A Violation of Personal Space
The most notable example of this is when Claire is possessed by Madison (Amber Valletta), the woman Norman had an affair with and later murdered. Madison was really using Claire to go after Norman, but Claire had nothing to do with the affair or Madison’s tragic ending. Claire, for the entirety of the movie, is the only innocent one. Madison’s use of Claire’s body to try to seduce Norman and furthermore screw with his head, so to speak, was totally uncalled for. She was punishing Claire, preventing her from the use of her own body, and forcing her to do something against her will. Madison violated Claire’s marriage and home in life and continued to interfere even in death, pushing Claire to her limits.
Madison’s possession also worsened the situation for Claire. She recalls a repressed memory, specifically that she had known Norman had had an affair (she had forgotten due to a car accident that took place not long after she had found out), which is good as she is no longer living a lie, but bad because it placed her in more danger. With Norman aware of Claire’s memory clearing up, it made him more desperate and it ultimately led him to attempt killing her as well. Madison’s own selfishness may have led to the truth coming out, but it nearly cost Claire everything.
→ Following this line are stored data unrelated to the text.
PR #5160, opened 2017-03-15
auth: dlso backend

baloo:
### Short description
Powerdns will dlopen a lib to act as a backend.

Missing:
 - [x] Api versionning. I intend to add an api version at the beginning of the `struct lib_so_api`.
 - [x] Packing. A bunch of the structs needs packing.
 - [x] Malloc responsability. `dlso_register_t` should be the one doing the malloc of `struct lib_so_api`, not `dlso` its struct.
 - [ ] Debugability: adds some logging to debug a lib. 

### Checklist

I have:
- [ ] documented the code

### DIFF
--- a/modules/dlsobackend/dlsobackend.cc
+++ b/modules/dlsobackend/dlsobackend.cc
@@ -1,0 +1,640 @@
+/*
+ * This file is part of PowerDNS or dnsdist.
+ * Copyright -- PowerDNS.COM B.V. and its contributors
+ *
+ * This program is free software; you can redistribute it and/or modify
+ * it under the terms of version 2 of the GNU General Public License as
+ * published by the Free Software Foundation.
+ *
+ * In addition, for the avoidance of any doubt, permission is granted to
+ * link this program with OpenSSL and to (re)distribute the binaries
+ * produced as the result of such linking.
+ *
+ * This program is distributed in the hope that it will be useful,
+ * but WITHOUT ANY WARRANTY; without even the implied warranty of
+ * MERCHANTABILITY or FITNESS FOR A PARTICULAR PURPOSE.  See the
+ * GNU General Public License for more details.
+ *
+ * You should have received a copy of the GNU General Public License
+ * along with this program; if not, write to the Free Software
+ * Foundation, Inc., 51 Franklin Street, Fifth Floor, Boston, MA 02110-1301 USA.
+ */
+#ifdef HAVE_CONFIG_H
+#include "config.h"
+#endif
+#include "dlsobackend.hh"
+#include <dlfcn.h>
+
+static const char *kBackendId = "[DlsoBackend]";
+
+/**
+ * Standard ctor and dtor
+ */
+DlsoBackend::DlsoBackend(const std::string &suffix)
+{
+  setArgPrefix("dlso"+suffix);
+
+  std::string libpath = getArg("path");
+  std::string args = getArg("args");
+
+  this->d_dnssec = mustDo("dnssec");
+  this->in_query = false;
+
+  this->dlhandle = dlopen(libpath.c_str(), RTLD_LAZY);
+
+  if (!this->dlhandle) {
+      throw PDNSException("Unable to load library: " + libpath + ":\n" + dlerror());
+  }
+
+  dlso_register_t register_api = (dlso_register_t) dlsym(this->dlhandle, "pdns_dlso_register");
+  if (register_api == NULL) {
+    dlclose(this->dlhandle);
+    throw PDNSException("Failed to initialize dlso, no pdns_dlso_register symbol exposed");
+  }
+
+  bool success = register_api(PDNS_DLSO_ABI_VERSION, &this->api, this->d_dnssec, args.c_str());
+  if (!success) {
+    dlclose(this->dlhandle);
+    throw PDNSException("Failed to initialize dlso, pdns_dlso_register returned false");
+  }
+
+  // Check pointer safety
+  if (this->api == NULL) {
+    dlclose(this->dlhandle);
+    throw PDNSException("Failed to initialize dlso, library did not reply with its pointer");
+  }
+
+  // Check version
+  if (this->api->abi_version != PDNS_DLSO_ABI_VERSION) {
+    if (this->api->release != NULL)
+      this->api->release(this->api);
+
+    dlclose(this->dlhandle);
+    throw PDNSException("Failed to initialize dlso, library does not use the same abi version than pdns");
+  }
+
+  // Sanity checks
+  if (this->api->get == NULL) {
+    if (this->api->release != NULL)
+      this->api->release(this->api);
+
+    dlclose(this->dlhandle);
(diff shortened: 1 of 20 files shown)


modules/dlsobackend/dlsobackend.cc
```diff
@@ -0,0 +1,297 @@
...
+  this->api.get_metas = (bool (*)(void * handle, uint8_t qlen, const char * qname, fill_metas_cb_t cb, void * metas)) dlsym(this->dlhandle, "pdns_dlso_domain_all_metadatas");
+  this->api.get_meta = (bool (*)(void * handle, uint8_t qlen, const char * qname, uint8_t meta_len, const char * kind, fill_meta_cb_t cb, void * meta)) dlsym(this->dlhandle, "pdns_dlso_domain_metadata");
+
+  this->api.get_before_after = (bool (*)(void * handle, uint32_t domain_id, uint8_t qlen, const char * qname, fill_before_after_t cb, void * beforeAfter)) dlsym(this->dlhandle, "pdns_dlso_get_before_after");
+  this->api.get_tsig_key = (bool (*)(void * handle, uint8_t qlen, const char * qname, uint8_t alg_len, const char * alg, fill_tsig_key_cb_t cb, void * content)) dlsym(this->dlhandle, "pdns_dlso_get_tsig_key");
+
+  this->handle = this->api.new_(this->d_dnssec, args.c_str());
+
+  if (this->handle == NULL)
+    throw PDNSException("Failed to initialize dlso");
```
rgacogne: It looks like a `dlclose()` is missing here.

modules/dlsobackend/dlsobackend.cc
```diff
@@ -0,0 +1,297 @@
...
+  if (!success) {
+    in_query = false;
+    return false;
+  }
+
+  return true;
+}
+
+void fill_meta_cb(std::vector<std::string>* meta, uint8_t value_len, const struct dns_meta_value * values) {
+  for (int i=0; i<value_len; i++) {
```
rgacogne: The loop index should be unsigned, otherwise the compiler will complain about comparing signed and unsigned values.

modules/dlsobackend/dlsobackend.cc
```diff
@@ -0,0 +1,297 @@
...
+    const struct dns_meta_value *value = &values[i];
+    string value_s = string(value->value, value->value_len);
+
+    (*meta).push_back(value_s);
+  }
+}
+
+void fill_metas_cb(std::map<std::string, std::vector<std::string>>* metas, uint8_t meta_len, const struct dns_meta * c_metas) {
+  for (int i=0; i<meta_len; i++) {
```
rgacogne: Same remark about the signedness.

zeha:
Possibly stupid question: what is the usecase for this backend?

zeha:
Thought: this would need some form of versioning, so API changes would not lead to difficult to debug crashes.

baloo:
The purpose is to have a backend that supports more databases, than the one provided by gsql (mysql, pg, sqlite, ...). The remote backend is interesting but involves a lot of parsing and queuing which hurts performance.
A `dlopen` would allow pdns to include custom code in any language that can export dynamic symbols, and open any backend database.
That allows to include custom code in various language (c, cpp, go, rust, ... you name it) using various databases (tokyo cabinet, rocksdb, leveldb, bdb, ... you name it).

This backend involves **a lot** of string copy, which I'm not fund of. I could probably do better, any advise taken.

Yeah, api should be versioned. The easiest way to go is probably to make the new method return a struct with version and pointers to various methods (`lookup`, `get`, `list`, ...).

modules/dlsobackend/dlsobackend.cc
```diff
@@ -0,0 +1,304 @@
...
+  this->in_query = false;
+
+  this->dlhandle = dlopen(libpath.c_str(), RTLD_LAZY);
+
+  if (!this->dlhandle) {
+      throw PDNSException("Unable to load library: " + libpath);
+  }
+
+  this->api.new_ = (void * (*)(bool, const char *)) dlsym(this->dlhandle, "pdns_dlso_new");
+  this->api.free_ = (void (*)(void *)) dlsym(this->dlhandle, "pdns_dlso_free");
```
bapt: No check against NULL is done, which means if one makes a plugin that does not define pdns_dlso_free will result in a segmentation fault

modules/dlsobackend/dlsobackend.cc
```diff
@@ -0,0 +1,304 @@
...
+  this->api.list = (bool (*)(void *, uint8_t, const char*)) dlsym(this->dlhandle, "pdns_dlso_list");
+  this->api.lookup = (bool (*)(void *, uint16_t, uint8_t, const char*, const sockaddr*)) dlsym(this->dlhandle, "pdns_dlso_lookup");
+  this->api.get = (bool (*)(void *, fill_cb_t, void *)) dlsym(this->dlhandle, "pdns_dlso_get");
```
bapt: same

zeha:
All those individual dlsym() calls look like a bad idea to me. dlsym'ing a `dlso_register` function that returns a function pointer table would be somewhat nicer... could also do the versioning thing in there.

baloo:
I agree with you, I will rewrite this.

baloo:
There is now a `pdns_dlso_register` method, this is expected to fill in a bunch of methods in the struct. Only `get` and `lookup` are required by dlso_backend. Others are optional.

Dockerfile
```diff
@@ -0,0 +1,31 @@
...
+  flex \
+  ragel \
+  sqlite3 \
+  bc \
+  dnsutils
+
+RUN cd /tmp; \
+    wget http://ppa.launchpad.net/kalon33/gamesgiroll/ubuntu/pool/main/libs/libsodium/libsodium-dev_1.0.3-1~ppa14.04+1_amd64.deb \
+         http://ppa.launchpad.net/kalon33/gamesgiroll/ubuntu/pool/main/libs/libsodium/libsodium13_1.0.3-1~ppa14.04+1_amd64.deb; \
+    dpkg -i libsodium-dev_1.0.3-1~ppa14.04+1_amd64.deb libsodium13_1.0.3-1~ppa14.04+1_amd64.deb
```
baloo: This is an error, docker shouldn't appear here. This was an attempt to reproduce travis-ci environment.

baloo:
Needs a debug log in call

Habbie:
Can you rebase this and make travis pass?

baloo:
I won't have time for this until June 11. Please keep it open until then. Thank you

baloo:
I tried to give rebase a shot, but I'm off for holidays and I most likely won't have time to touch this PR before June 11th. So I most likely be inactive until then.

aerique:
@baloo Are you still off for holidays? :-)

baloo:
Nah, just fell off my schedule. Thanks for the reminder

pieterlexis:
Closing this for now. Feel free to re-open when there is movement :).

Madison was desperate to have the truth about her death discovered, understandably so. Still, her urgency could have cost Claire her life, and she took many unnecessary risks. In the beginning, Claire was questioning her own sanity. Not being able to trust your own mind is pretty brutal, and it made Claire far more vulnerable, especially to Norman, who repeatedly tried to convince her that what she was experiencing wasn’t real. Claire was confused and lost, pushed around, and initially wondered if she was losing her mind. It was as though Madison was torturing Claire into some form of submission, with the words “You know” on the mirror and the initials “MEF” repeatedly being typed on her computer. Playing with someone’s sanity is definitely a major violation of their personal space.
Violation of Trust
When Claire married Norman, she obviously loved and trusted him, and wanted to spend her life with him. She gave up a career for him and was dedicated to her marriage and raising her daughter. She supported Norman in all his endeavors. She tells him everything and relies on him. He violated her trust significantly in return.
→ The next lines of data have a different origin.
PR #5163, opened 2017-03-16
dnsdist: Cleanup closed TCP downstream connections

rgacogne:
### Short description
Regularly walk the TCP downstream connections to properly close whose that have been shutdown by the other end. It occurs only after a TCP client connection has been closed and at most every `setTCPDownstreamCleanupInterval()` seconds, defaulting to 60s.
Until now we only detected that the other end closed the connection when we tried to reuse it. While this is not an issue with a small number of backends because the connection are reused pretty quickly,
with a large number of backends dnsdist might end up with thousands of idle TCP connections to downstream servers in `CLOSE_WAIT` state, wasting open file descriptors.

### Checklist

I have:
- [ ] documented the code


Habbie:
Silly question: can't we put all these FDs in an (e)poll set we keep up to date, so the check does not involve iterating over all the sockets?

rgacogne:
Sure, the only downside is that managing an up-to-date set is going to be a pain. I'm not sure it's worth it, but I haven't looked at our existing FD multiplexer implementations so maybe we already have the code to manage that easily.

First, it was when Norman engaged in an affair with Madison, one of his students. According to him, it was during a time when he and Claire had been having trouble with their marriage. Though that doesn’t excuse his betrayal, Claire still rushes to his aid later on when he attempts suicide. A part of her still loves him, but still, he continually chooses to deceive her.
Norman lies frequently. He obviously covered up the affair and hoped Claire would never recall the memories she lost in the car accident, and he thought things could go back to normal. He lied when she asked if he had killed Madison, and he later lied again when he said he’d call 911 and confess that Madison had committed suicide in their home and he’d pushed her car with her body in it into the lake. All of these are twisted lies, but it leads to the horrible, blood-chilling truth: Norman murdered Madison and with Claire now privy to the truth, prepares to do the same to her.
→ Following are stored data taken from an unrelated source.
PR #5182, opened 2017-03-20
ALIAS: disable expansion by default

### LINKED ISSUE #5119: Add an option to disable ALIAS expanding
Currently it is not possible to disable ALIAS expanding. This may cause security issues in setups with untrusted customer zones. See thread https://mailman.powerdns.com/pipermail/pdns-users/2017-February/024670.html:

> On Thu, 9 Feb 2017 22:12:07 +0100
> Klaus Darilion <klaus.mailinglists at pernau.at> wrote:
> 
> > On 08.02.2017 18:53, Pieter Lexis wrote:
> > >> - If ALIAS is not enabled, will PDNS just ignore these records?  
> > > ALIAS is always "enabled". When we encounter an ALIAS record for the name queried, it is expanded.  
> > 
> > So, there is no means to disable ALIAS? Then this is IMO a bug. We use
> > PowerDNS to slave zones from our customers. When now one of these
> > customers put in an ALIAS, the customer can inject DNS queries in our
> > resolvers. E.g. if there is a day zero in a common resolver software -
> > the untrusted customer could trigger that the resolver resolves a
> > malicious domain and exploit the day zero.
> > 
> > This sounds very dangerous to me. Suddenly my resolvers, which were only
> > accessible from within my network, can be used by everybody (at least by
> > all my customers). This is a massive impact should be noted in more
> > details in the changelog, Because up to now I only had to deal with
> > authoritative name server security - but this feature forces me to setup
> > a dedicated resolver for this untrusted resolving-request.
> > 
> > Please add a feature to "disable-alias-expanding" and make it default
> > YES if you care about security.
> 
> Your comment makes sense, not only from the resolver perspective, but also from the "I don't want my slaves doing any dynamic things"-perspective.
> Could you file an issue[1] for this so we can track this?
> 
> Thank you for clarifying,
> Pieter
>

pieterlexis:
### Short description
Closes #5119

### Checklist

I have:
- [ ] documented the code

### DIFF
--- a/docs/markdown/authoritative/howtos.md
+++ b/docs/markdown/authoritative/howtos.md
@@ -178,11 +178,11 @@ If you have multiple IP addresses on the internet on one machine, UNIX often sen
 # Using ALIAS records
 The ALIAS record provides a way to have CNAME-like behaviour on the zone apex.
 
-In order to correctly serve ALIAS records, set the [`resolver`](settings.md#resolver)
-setting to an existing resolver: 
+In order to correctly serve ALIAS records, set the [`resolver`](settings.md#resolver) setting to an existing resolver and enable [`expand-alias`](settings.md#expand-alias):
 
 ```
 resolver=[::1]:5300
+expand-alias=yes
 ```
 
 and add the ALIAS record to your zone apex. e.g.:
@@ -212,6 +212,9 @@ ALIAS-record and send the results in the AXFR.
 Set `outgoing-axfr-expand-alias` to 'yes' if your slaves don't understand ALIAS
 or should not look up the addresses themselves. Note that slaves will not
 automatically follow changes in those A/AAAA records unless you AXFR regularly.
+
+**note:** The `expand-alias` setting does not exist in PowerDNS Authoritative Server 4.0.x.
+Hence, ALIAS records are always expanded on a direct A or AAAA query.
 
 ## ALIAS and DNSSEC
 Starting with the PowerDNS Authoritative Server 4.0.0, DNSSEC 'washing' of ALIAS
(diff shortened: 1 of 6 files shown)


docs/markdown/authoritative/settings.md
```diff
@@ -342,6 +342,17 @@ Enables EDNS subnet processing, for backends that support it.
...
+## `expand-alias`
+* Boolean
+* Default: no
+* Since: 4.1.0
+
+If this is enabled, ALIAS records are expanded (synthesised to their A/AAAA).
+
+If this is disabled (the default), ALIAS records will not expanded and the server will will return NODATA for A/AAAA queries for such names.
+
+**note**: In PowerDNS Authoritative Server 4.0.0, this setting did not exist and ALIAS was always expanded.
```
Habbie: 4.0.x

docs/markdown/authoritative/howtos.md
```diff
@@ -213,6 +213,9 @@ Set `outgoing-axfr-expand-alias` to 'yes' if your slaves don't understand ALIAS
 or should not look up the addresses themselves. Note that slaves will not
 automatically follow changes in those A/AAAA records unless you AXFR regularly.
 
+**note:** The `expand-alias` setting does not exist in PowerDNS Authoritative Server 4.0.X.
```
Habbie: lowercase x please

pdns/packethandler.hh
```diff
@@ -108,6 +108,7 @@ private:
   bool d_logDNSDetails;
   bool d_doIPv6AdditionalProcessing;
   bool d_doDNAME;
+  bool d_doExpandALIAS;
```
Habbie: I wonder if these flags, in general, shouldn't be static so we just parse them once on startup. Not a job for this PR though.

Norman was already too far gone from the time audiences first met him in the film. He’d already committed murder and covered up the affair using Claire’s accident to do so. I have to wonder if Norman was always dishonest to some degree. Given the level of dishonesty and deceit he portrayed in the film, it would seem that wouldn’t just appear out of nowhere. It seems like a build-up over time. Love can be blind, but perhaps Claire didn’t see, or realize, this trait in her husband. It certainly would’ve been a red flag otherwise.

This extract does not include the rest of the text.